[Stored data]
● ● ● ● ●

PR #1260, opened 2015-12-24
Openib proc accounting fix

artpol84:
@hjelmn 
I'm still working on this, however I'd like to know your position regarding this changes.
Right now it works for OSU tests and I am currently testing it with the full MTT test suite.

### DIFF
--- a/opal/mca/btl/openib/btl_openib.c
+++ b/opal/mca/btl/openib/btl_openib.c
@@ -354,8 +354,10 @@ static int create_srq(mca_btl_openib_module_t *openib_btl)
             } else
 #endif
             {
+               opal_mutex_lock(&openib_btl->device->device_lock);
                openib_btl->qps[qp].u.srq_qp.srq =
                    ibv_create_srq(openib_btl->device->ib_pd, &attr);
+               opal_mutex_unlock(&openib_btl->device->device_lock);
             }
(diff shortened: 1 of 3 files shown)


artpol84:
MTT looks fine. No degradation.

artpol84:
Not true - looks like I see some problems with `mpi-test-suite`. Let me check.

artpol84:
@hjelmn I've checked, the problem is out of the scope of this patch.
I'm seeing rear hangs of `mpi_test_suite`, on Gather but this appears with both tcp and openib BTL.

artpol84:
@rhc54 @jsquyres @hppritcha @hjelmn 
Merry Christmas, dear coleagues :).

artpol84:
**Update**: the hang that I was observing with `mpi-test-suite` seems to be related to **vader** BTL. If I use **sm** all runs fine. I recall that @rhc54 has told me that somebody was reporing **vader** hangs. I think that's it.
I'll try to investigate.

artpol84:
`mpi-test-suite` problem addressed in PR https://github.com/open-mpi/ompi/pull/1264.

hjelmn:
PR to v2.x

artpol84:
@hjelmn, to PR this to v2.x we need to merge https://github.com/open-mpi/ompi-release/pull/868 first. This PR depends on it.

● ● ● ● ●

Could all of the entries be retyped word for word?

#### Answer for the task:
PR #1260, opened 2015-12-24
Openib proc accounting fix

artpol84:
@hjelmn 
I'm still working on this, however I'd like to know your position regarding this changes.
Right now it works for OSU tests and I am currently testing it with the full MTT test suite.

### DIFF
--- a/opal/mca/btl/openib/btl_openib.c
+++ b/opal/mca/btl/openib/btl_openib.c
@@ -354,8 +354,10 @@ static int create_srq(mca_btl_openib_module_t *openib_btl)
             } else
 #endif
             {
+               opal_mutex_lock(&openib_btl->device->device_lock);
                openib_btl->qps[qp].u.srq_qp.srq =
                    ibv_create_srq(openib_btl->device->ib_pd, &attr);
+               opal_mutex_unlock(&openib_btl->device->device_lock);
             }
(diff shortened: 1 of 3 files shown)


artpol84:
MTT looks fine. No degradation.

artpol84:
Not true - looks like I see some problems with `mpi-test-suite`. Let me check.

artpol84:
@hjelmn I've checked, the problem is out of the scope of this patch.
I'm seeing rear hangs of `mpi_test_suite`, on Gather but this appears with both tcp and openib BTL.

artpol84:
@rhc54 @jsquyres @hppritcha @hjelmn 
Merry Christmas, dear coleagues :).

artpol84:
**Update**: the hang that I was observing with `mpi-test-suite` seems to be related to **vader** BTL. If I use **sm** all runs fine. I recall that @rhc54 has told me that somebody was reporing **vader** hangs. I think that's it.
I'll try to investigate.

artpol84:
`mpi-test-suite` problem addressed in PR https://github.com/open-mpi/ompi/pull/1264.

hjelmn:
PR to v2.x

artpol84:
@hjelmn, to PR this to v2.x we need to merge https://github.com/open-mpi/ompi-release/pull/868 first. This PR depends on it.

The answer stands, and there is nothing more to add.